Designing neural network hardware accelerators with decoupled objective evaluations

Citation:

José Lobato, Michael A Gelbart, Brandon Reagen, Robert Adolf, Daniel Hernández-Lobato, Paul N Whatmough, David Brooks, Gu-Yeon Wei, and Ryan P Adams. 2016. “Designing neural network hardware accelerators with decoupled objective evaluations.” In NIPS workshop on Bayesian Optimization, Pp. 10. Publisher's Version

Abstract:

Software-based implementations of deep neural network predictions consume large amounts of energy, limiting their deployment in power-constrained environments. Hardware acceleration is a promising alternative. However, it is challenging to efficiently design accelerators that have both low prediction error and low energy consumption. Bayesian optimization can be used to accelerate the design problem.
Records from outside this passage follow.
PR #25, opened 2014-02-01
Country testing

pkakelas:


tests/models/country.php
```diff
@@ -0,0 +1,60 @@
...
+        protected static function insertCountry() {
+            $country = array(
+               'name' => 'Greece', 
+               'shortname' => 'Gr'
+            );
+            dbInsert( 'countries', $country );
+        }
+        public function testCountryConstruct() {
+            $insert = $created = true;
+            $randomId = 1;
```
vitsalis: why do you call it randomId if it's not random?

tests/models/country.php
```diff
@@ -0,0 +1,60 @@
...
+            try {
+                CountryTest::insertCountry();
+            }
+            catch ( DBException $e ) {
+               $insert = false; 
+            }
```
vitsalis, line 18: You are not testing dbInsert, this doesn't belong here

tests/models/country.php
```diff
@@ -0,0 +1,60 @@
...
+            try {
+                $country = new Country( $randomId );
+            }
+            catch ( ModelNotFoundException $e ) {
+                $created = false;
+            }
```
vitsalis, line 27: You are should not test if a country is on the database here.
You could make another test for this, like testFindNonExistentCountry()

tests/models/country.php
```diff
@@ -0,0 +1,60 @@
...
+            $id = isset( $country->id );
```
vitsalis: why call it $id if it is going to be only true or false?

tests/models/country.php
```diff
@@ -0,0 +1,60 @@
...
+            $shortname = isset( $country->shortname );
```
vitsalis: why call it $shortname if it is going to be only true or false?

tests/models/country.php
```diff
@@ -0,0 +1,60 @@
...
+            $name = isset( $country->shortname );
```
vitsalis: why call it $name if it is going to be only true or false?
$country->shortname? doesn't $shortname already hold that value?

tests/models/country.php
```diff
@@ -0,0 +1,60 @@
...
+            $this->assertEquals( true, $insert, 'Problem with dbInsert. We cannot insert countries in the db' );
```
vitsalis: You should not test dbInsert here

tests/models/country.php
```diff
@@ -0,0 +1,60 @@
...
+            $this->assertEquals( 
+                true, 
+                $created, 
+                'Problem with the dbSelectOne() function or there is not any import with this id in the db' 
+            );
```
vitsalis: You should not test dbSelectOne here.
"or"? unit testing should identify the error not give you possibilities.

tests/models/country.php
```diff
@@ -0,0 +1,60 @@
...
+            $this->assertEquals( true, $id, 'country->id of the new country object is empty' );
```
vitsalis: You should test if the $id is equal to the $randomId.

tests/models/country.php
```diff
@@ -0,0 +1,60 @@
...
+            $this->assertEquals( true, $shortname, 'country->shortname of the new country object is empty' );
```
vitsalis: You should test if the $shortname is equal to the $shortname you gave on insertCountry().

tests/models/country.php
```diff
@@ -0,0 +1,60 @@
...
+            $this->assertEquals( true, $id, 'country->name of the new country object is empty' );
```
vitsalis: $id?
If you ment $name, then you should test if the $name is equal to the $name you gave on insertCountry().

tests/models/country.php
```diff
@@ -0,0 +1,60 @@
...
+        }
+        public function testFindAll() {
+            $insert = true;
+            $randomId = 2;
+            try {
+                CountryTest::insertCountry();
+            }
+            catch ( DBException $e ) {
+               $insert = false; 
+            }
```
vitsalis: You're not testing dbInsert(). You should suppose that dbInsert() works just fine.

tests/models/country.php
```diff
@@ -0,0 +1,60 @@
...
+                $created, 
+                'Problem with the dbSelectOne() function or there is not any import with this id in the db' 
+            );
+            $this->assertEquals( true, $id, 'country->id of the new country object is empty' );
+            $this->assertEquals( true, $shortname, 'country->shortname of the new country object is empty' );
+            $this->assertEquals( true, $id, 'country->name of the new country object is empty' );
+        }
+        public function testFindAll() {
+            $insert = true;
+            $randomId = 2;
```
vitsalis: it is not random, so why call it $randomId?

tests/models/country.php
```diff
@@ -0,0 +1,60 @@
...
+            try {
+                CountryTest::insertCountry();
+            }
+            catch ( DBException $e ) {
+               $insert = false; 
+            }
+            $country = new Country( $randomId ); 
+            $array = Country::findAll(); 
+            $success = isset( $array );
```
vitsalis: I think it would be better to have an

```
 if ( count( $array ) > 0 ) {
      $success = true;
 }
```

tests/models/country.php
```diff
@@ -0,0 +1,60 @@
...
+            try {
+                CountryTest::insertCountry();
+            }
+            catch ( DBException $e ) {
+               $insert = false; 
+            }
+            $country = new Country( $randomId ); 
+            $array = Country::findAll(); 
+            $success = isset( $array ); 
+            $countryId = "$country->id";
```
vitsalis: why make `$countryId` a string and not an int?

tests/models/country.php
```diff
@@ -0,0 +1,60 @@
...
+            $this->assertEquals( true, $insert, 'Problem with dbInsert. We cannot insert countries in the db' );
```
vitsalis: You should not test dbInsert() here.

tests/models/country.php
```diff
@@ -0,0 +1,60 @@
...
+            $this->assertEquals( true, $success, 'dbSelectOne did not work' );
```
vitsalis: You're not testing dbSelectOne(). You're testing if the findAll() function works.

tests/models/country.php
```diff
@@ -0,0 +1,60 @@
...
+            $this->assertEquals( $array[ $randomId - 1 ][ 'id' ], $countryId, 'Not all countries are imported in the database' );
```
vitsalis: you should use intval() instead of making $countryId a string.
http://www.php.net/intval
You're not testing if countries are imported to the database, but if findAll() finds them.

tests/models/country.php
```diff
@@ -0,0 +1,60 @@
...
+               'name' => 'Greece', 
+               'shortname' => 'Gr'
+            );
+            dbInsert( 'countries', $country );
+        }
+        public function testCountryConstruct() {
+            $insert = $created = true;
+            $randomId = 1;
+            try {
+                CountryTest::insertCountry();
```
vitsalis: $this->insertCountry()

tests/models/country.php
```diff
@@ -0,0 +1,60 @@
+<?php
+    include_once 'models/country.php';
+    
+    class CountryTest extends UnitTestWithUser {
+        protected static function insertCountry() {
```
vitsalis: it should not be static.

tests/models/country.php
```diff
@@ -0,0 +1,60 @@
+<?php
+    include_once 'models/country.php';
+    
+    class CountryTest extends UnitTestWithUser {
```
vitsalis: why extends UnitTestWithUser? You are not using buildUser() anywhere.

tests/models/country.php
```diff
@@ -0,0 +1,60 @@
...
+        protected static function insertCountry() {
+            $country = array(
+               'name' => 'Greece', 
+               'shortname' => 'Gr'
+            );
+            dbInsert( 'countries', $country );
```
dionyziz: Don't insert directly, use active record.

tests/models/country.php
```diff
@@ -0,0 +1,60 @@
...
+        }
+        public function testCountryConstruct() {
+            $insert = $created = true;
```
dionyziz: `$inserted`

tests/models/country.php
dionyziz: assertTrue

tests/models/country.php
dionyziz: assertTrue

tests/models/country.php
```diff
@@ -0,0 +1,60 @@
...
+                true, 
+                $created, 
+                'Problem with the dbSelectOne() function or there is not any import with this id in the db' 
+            );
+            $this->assertEquals( true, $id, 'country->id of the new country object is empty' );
+            $this->assertEquals( true, $shortname, 'country->shortname of the new country object is empty' );
+            $this->assertEquals( true, $id, 'country->name of the new country object is empty' );
+        }
+        public function testFindAll() {
+            $insert = true;
```
dionyziz: `$inserted`

tests/models/country.php
dionyziz: You can also use `( int )$countryId`

tests/models/country.php
dionyziz: Get the id as a return value, don't try to predict it.

tests/models/country.php
pkakelas, line 27: We are inserting a country before we construct a country. So if "new Country" fails, the problem will not occur from the non existence of countries in the db.

vitsalis, line 27: that's why we have a catch ( Exception $e ) on here:
https://github.com/VitSalis/endofcodes/blob/master/tests/base.php#L29
For unexpected mistakes. You should expect that dbSelectOne works fine.

tests/models/country.php
pkakelas: why?

vitsalis: Ι think it's a better API

tests/models/country.php
pkakelas: Now that I migrated to active record, I am not able to do that because when I save the user I cannot have his id

tests/models/country.php
```diff
@@ -0,0 +1,56 @@
...
+            $country->shortname = 'GR';
+            $country->name = 'Greece';
+            $country->save();
+            $name = $country->name;
+        }
+        public function testCountryConstruct() {
+            $inserted = $created = true;
+            $testId = 1;
+            try {
+                $this->insertCountry();
```
dionyziz: Test insertion separately

tests/models/country.php
```diff
@@ -0,0 +1,56 @@
...
+                $country = new Country( $testId );
+            }
+            catch ( ModelNotFoundException $e ) {
+                $created = false;
+            }
+            $idExists = isset( $country->id );
+            $shortnameExists = isset( $country->shortname );
+            $nameExists = isset( $country->name );
+            $this->assertTrue( $inserted, 'Problem with country save. We cannot insert countries in the db' );
+            $this->assertTrue( $created, 'Problem with the dbSelectOne() function or there is not any import with this id in the db' );
```
dionyziz: Assume `dbSelectOne()` works. If you want you can write separate unit tests for db.

tests/models/country.php
```diff
@@ -0,0 +1,56 @@
...
+            try {
+                $country = new Country( $testId );
+            }
+            catch ( ModelNotFoundException $e ) {
+                $created = false;
+            }
+            $idExists = isset( $country->id );
+            $shortnameExists = isset( $country->shortname );
+            $nameExists = isset( $country->name );
+            $this->assertTrue( $inserted, 'Problem with country save. We cannot insert countries in the db' );
```
dionyziz: Assume insert works in this test. Test insertion separately.

tests/models/country.php
```diff
@@ -0,0 +1,56 @@
...
+                $this->insertCountry();
+            }
+            catch ( DBException $e ) {
+               $inserted = false; 
+            }
+            $country = new Country( $testId ); 
+            $array = Country::findAll(); 
+            $success = isset( $array ); 
+            $countryId = intval( $array[ $testId - 1 ][ 'id' ] ); 
+            $this->assertTrue( $inserted, 'Problem with country save. We cannot insert countries in the db' );
```
dionyziz: Test saving separately.

tests/models/country.php
```diff
@@ -0,0 +1,56 @@
...
+            $this->assertTrue( $success, 'dbSelectOne did not work' );
```
dionyziz: Test db separately.

tests/models/country.php
```diff
@@ -0,0 +1,56 @@
...
+            $this->assertEquals( $countryId, $country->id, 'Not all countries are imported in the database' );
```
dionyziz: This error description indicates that you're testing population. This is a unit test; test findAll, not populate. Change your error message and tests.

tests/models/country.php
```diff
@@ -0,0 +1,56 @@
...
+        }
+        public function testCountryConstruct() {
+            $inserted = $created = true;
+            $testId = 1;
+            try {
+                $this->insertCountry();
+            }
+            catch ( DBException $e ) {
+               $inserted = false; 
+            }
```
vitsalis, line 18: dbInsert should not be tested on tests/models/country.php
You can make another test for this. That's why we have Unexpected errors, for things like this.

tests/models/country.php
```diff
@@ -0,0 +1,56 @@
...
+            try {
+                $country = new Country( $testId );
+            }
+            catch ( ModelNotFoundException $e ) {
+                $created = false;
+            }
```
vitsalis, line 27: You should suppose that dbInsert() works fine.

tests/models/country.php
pkakelas, line 27: Ι created a new test to check about Country save

tests/models/country.php
pkakelas: Now that I use active record to save the new country, the only variable about the shortname is $country->shortname.

tests/models/country.php
pkakelas: Check the conversation. Dio suggested a new way to check that.

tests/models/country.php
```diff
@@ -0,0 +1,55 @@
...
+            $this->assertEquals ( $testId, $country->id, "'new country()' did not return the appropriate country" );
+            $this->assertTrue( $shortnameExists, 'country->shortname of the new country object is empty' );
+            $this->assertTrue( $nameExists, 'country->name of the new country object is empty' );
+        }
+        public function testCountryCreate() {
+            $created = true;
+            try {
+                $this->insertCountry();
+            }
+            catch ( DBException $e ) {
```
vitsalis: do not catch DBException here. you are not testing dbInsert() in this test. An error from models/db.php should be an unanticipated error. That's why we have this here:
https://github.com/VitSalis/endofcodes/blob/master/tests/base.php#L29

tests/models/country.php
```diff
@@ -0,0 +1,55 @@
...
+        } 
+        public function testCountryConstruct() {
+            $created = true;
+            $testId = 1;
+            $this->insertCountry();
+            $country = new Country( $testId );
+            $idExists = isset( $country->id );
+            $shortnameExists = isset( $country->shortname );
+            $nameExists = isset( $country->name );
+            $this->assertTrue( $idExists, 'country->id of the new country object is empty' );
```
vitsalis: In the next line you are checking if $testId equals $country->id, so why check here if country->id exists?

tests/models/country.php
```diff
@@ -0,0 +1,55 @@
...
+            $this->assertEquals ( $testId, $country->id, "'new country()' did not return the appropriate country" );
+            $this->assertTrue( $shortnameExists, 'country->shortname of the new country object is empty' );
```
vitsalis: do not test if the shortname exists, test if the shortname you gave on insertCountry() equals the value that $country->shortname holds.

tests/models/country.php
```diff
@@ -0,0 +1,55 @@
...
+            $this->assertTrue( $nameExists, 'country->name of the new country object is empty' );
```
vitsalis: do not test if the name exists, test if the name you gave on insertCountry() equals the value that $country->name holds.

tests/models/country.php
```diff
@@ -0,0 +1,55 @@
...
+    class CountryTest extends UnitTest {
+        protected function insertCountry() {
+            $countries = array(
+                'GR' => 'Greece',
+                'UK' => 'England',
+                'RU' => 'Russia'
+            );
+            $shortnames = array_keys( $countries );
+            $names = array_values( $countries );
+            for ( $i = 0; $i < 2; $i++ ) {
```
vitsalis: This should become:

``` php
foreach ( $countries as $shortname => $name ) {
    ....
}
```

tests/models/country.php
```diff
@@ -0,0 +1,55 @@
+<?php
+    include_once 'models/country.php';
+    
+    class CountryTest extends UnitTest {
+        protected function insertCountry() {
```
vitsalis: insertCountries()

tests/models/country.php
```diff
@@ -0,0 +1,55 @@
...
+                $country = new Country();
+                $country->shortname = $shortnames[ $i ];
+                $country->name = $names[ $i ];
+                $country->save();
+            }
+        }
+        public function testFindAll() {
+            $inserted = true;
+            $this->insertCountry();
+            $res = Country::findAll();
```
vitsalis: I think $countriesArray would be a better name.

tests/models/country.php
```diff
@@ -0,0 +1,55 @@
...
+                $country->name = $names[ $i ];
+                $country->save();
+            }
+        }
+        public function testFindAll() {
+            $inserted = true;
+            $this->insertCountry();
+            $res = Country::findAll(); 
+            $arrayExists = is_array( $res );
+            $success = count( $res ) > 3;
```
vitsalis: at insertCountry() you insert 3 countries.
why should count( $res ) be > 3 in order for findAll() to be succesful?

tests/models/country.php
```diff
@@ -0,0 +1,55 @@
...
+            $this->assertTrue( $arrayExists, '$Country::findall() did not return an array' );
+            $this->assertTrue( $success, '$Country::findall() did not return the as much countries as it should' );
```
vitsalis: "the as much" ?

tests/models/country.php
```diff
@@ -0,0 +1,55 @@
...
+        } 
+        public function testCountryConstruct() {
+            $created = true;
```
vitsalis: you do not use this variable anywhere in this function.

tests/models/country.php
pkakelas: I don't get you

tests/models/country.php
pkakelas: Because, the country table after the template population script will have at least 3 records. I could use = 3 but we'll have to truncate the table after each test and we don't want that.

tests/models/country.php
```diff
@@ -0,0 +1,46 @@
...
+            $countries = $this->countries;
+            $shortnames = array_keys( $countries );
+            $names = array_values( $countries );
+            foreach ( $countries as $shortname => $name ) {
+                $country = new Country();
+                $country->shortname = $shortname;
+                $country->name = $name;
+                $country->save();
+            }
+            return false;
```
dionyziz: Why are you returning false?

tests/models/country.php
```diff
@@ -0,0 +1,46 @@
...
+        }
+        public function testFindAll() {
+            $inserted = true;
```
dionyziz: This is unused as @VitSalis said in the previous review.

tests/models/country.php
```diff
@@ -0,0 +1,46 @@
...
+            $this->insertCountries();
+            $countriesArray = Country::findAll(); 
+            $arrayExists = is_array( $countriesArray );
+            $success = count( $countriesArray ) > 3;
```
dionyziz: Why > 3? See @VitSalis previous comment in his review.

tests/models/country.php
```diff
@@ -0,0 +1,46 @@
...
+            $this->assertTrue( $arrayExists, '$Country::findall() did not return an array' );
```
dionyziz: better written as is_array( $countriesArray ) here directly

tests/models/country.php
```diff
@@ -0,0 +1,46 @@
...
+            $this->assertTrue( $success, '$Country::findall() did not return the as much countries as it should' );
```
dionyziz: better written as an inequality here directly

tests/models/country.php
```diff
@@ -0,0 +1,42 @@
...
+        public function testCountryConstruct() {
+            $countries = $this->countries;
+            $testId = 1;
+            $shortnames = array_keys( $countries );
+            $shortname = $shortnames[ 0 ];
+            $this->insertCountries();
+            $country = new Country( $testId );
+            $this->assertEquals ( $testId, $country->id, "'new country()' did not return the appropriate country" );
+            $this->assertEquals ( $country->shortname, $shortname, "'new country()' did not return the appropriate shortname" );
+            $this->assertEquals ( $country->name, $countries[ $shortname ], "'new country()' did not return the appropriate name" );
```
dionyziz: Coding style in all 3 lines above (should not have space before `(`)

tests/models/country.php
```diff
@@ -0,0 +1,42 @@
...
+                $country->shortname = $shortname;
+                $country->name = $name;
+                $country->save();
+            }
+        }
+        public function testFindAll() {
+            $this->insertCountries();
+            $countriesArray = Country::findAll(); 
+            $this->assertTrue( is_array( $countriesArray ), '$Country::findall() did not return an array' );
+            $this->assertTrue( count( $countriesArray ) > 3, '$Country::findall() did not return the as much countries as it should' );
```
dionyziz: `>=`

dionyziz: `$Country` should be `$country`

dionyziz: "the as much" should be "as many"

tests/models/country.php
dionyziz: `Country` should be capitalized in all 3 lines.

tests/models/country.php
vitsalis: Country::findall() or $country::findall()

tests/models/country.php
```diff
@@ -0,0 +1,42 @@
...
+    class CountryTest extends UnitTest {
+        protected $countries = array(
+            'GR' => 'Greece',
+            'UK' => 'England',
+            'RU' => 'Russia'
+        );
+        
+        protected function insertCountries() {
+            $countries = $this->countries;
+            $shortnames = array_keys( $countries );
```
vitsalis: you don't use the $shortnames array

tests/models/country.php
```diff
@@ -0,0 +1,42 @@
...
+            $names = array_values( $countries );
```
vitsalis: you don't use the $names array

tests/models/country.php
```diff
@@ -0,0 +1,41 @@
...
+                $country = new Country();
+                $country->shortname = $shortname;
+                $country->name = $name;
+                $country->save();
+            }
+        }
+        public function testFindAll() {
+            $this->insertCountries();
+            $countriesArray = Country::findAll(); 
+            $this->assertTrue( is_array( $countriesArray ), 'Country::findall() did not return an array' );
```
vitsalis: did not return an array of what?

tests/models/country.php
```diff
@@ -0,0 +1,41 @@
...
+            $this->assertTrue( count( $countriesArray ) > 3, 'Country::findall() did not return the as many countries as it should' );
```
vitsalis: "the as many" ?

tests/models/country.php
```diff
@@ -0,0 +1,41 @@
...
+            $shortnames = array_keys( $countries );
+            $shortname = $shortnames[ 0 ];
+            $this->insertCountries();
+            $country = new Country( $testId );
+            $this->assertEquals( $testId, $country->id, "'new Country()' did not return the appropriate country" );
+            $this->assertEquals( $country->shortname, $shortname, "'new Country()' did not return the appropriate shortname" );
+            $this->assertEquals( $country->name, $countries[ $shortname ], "'new Country()' did not return the appropriate name" );
+        }
+    }
+
```
vitsalis, line 49: maybe add "testFindNonExistentCountry()" ?

tests/models/country.php
dionyziz: change `findall` to `findAll`, and similarly below

tests/models/country.php
```diff
@@ -0,0 +1,56 @@
...
+            catch ( ModelNotFoundException $e ) {
+                $caught = true;
+            }
+            $this->assertTrue( $caught, 'When we try to find a non existent country we must get a ModelNotFoundException' );
+        }
+        public function testFindAll() {
+            $this->insertCountries();
+            $countriesArray = Country::findAll(); 
+            $this->assertTrue( is_array( $countriesArray ), 'Country::findAll() did not return an array of countries' );
+            $this->assertTrue( count( $countriesArray ) == 3, 'Country::findAll() did not return as many countries as it should' );
```
vitsalis:
```
===
```

tests/models/country.php
```diff
@@ -0,0 +1,56 @@
...
+            $countries = $this->countries;
+            $testId = 1;
+            $shortnames = array_keys( $countries );
+            $shortname = $shortnames[ 0 ];
+            $this->insertCountries();
+            $country = new Country( $testId );
+            $this->assertTrue( is_object( $country ), "'new Country()' did not return an object" );
+            $this->assertEquals( $testId, $country->id, "'new Country()' did not return the appropriate country" );
+            $this->assertEquals( $country->shortname, $shortname, "'new Country()' did not return the appropriate shortname" );
+            $this->assertEquals( $country->name, $countries[ $shortname ], "'new Country()' did not return the appropriate name" );
```
vitsalis: expected first, then actual

tests/models/country.php
```diff
@@ -0,0 +1,56 @@
...
+        public function testCountryConstruct() {
+            $countries = $this->countries;
+            $testId = 1;
+            $shortnames = array_keys( $countries );
+            $shortname = $shortnames[ 0 ];
+            $this->insertCountries();
+            $country = new Country( $testId );
+            $this->assertTrue( is_object( $country ), "'new Country()' did not return an object" );
+            $this->assertEquals( $testId, $country->id, "'new Country()' did not return the appropriate country" );
+            $this->assertEquals( $country->shortname, $shortname, "'new Country()' did not return the appropriate shortname" );
```
vitsalis: expected first, then actual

However, most of the existing techniques collect data in a coupled way by always evaluating the two objectives (energy and error) jointly at the same input, which is inefficient. Instead, in this work we consider a decoupled approach in which, at each iteration, we choose which objective to evaluate next and at which input. We show that considering decoupled evaluations produces better solutions when computational resources are limited. Our results also indicate that evaluating the prediction error is more important than evaluating the energy consumption.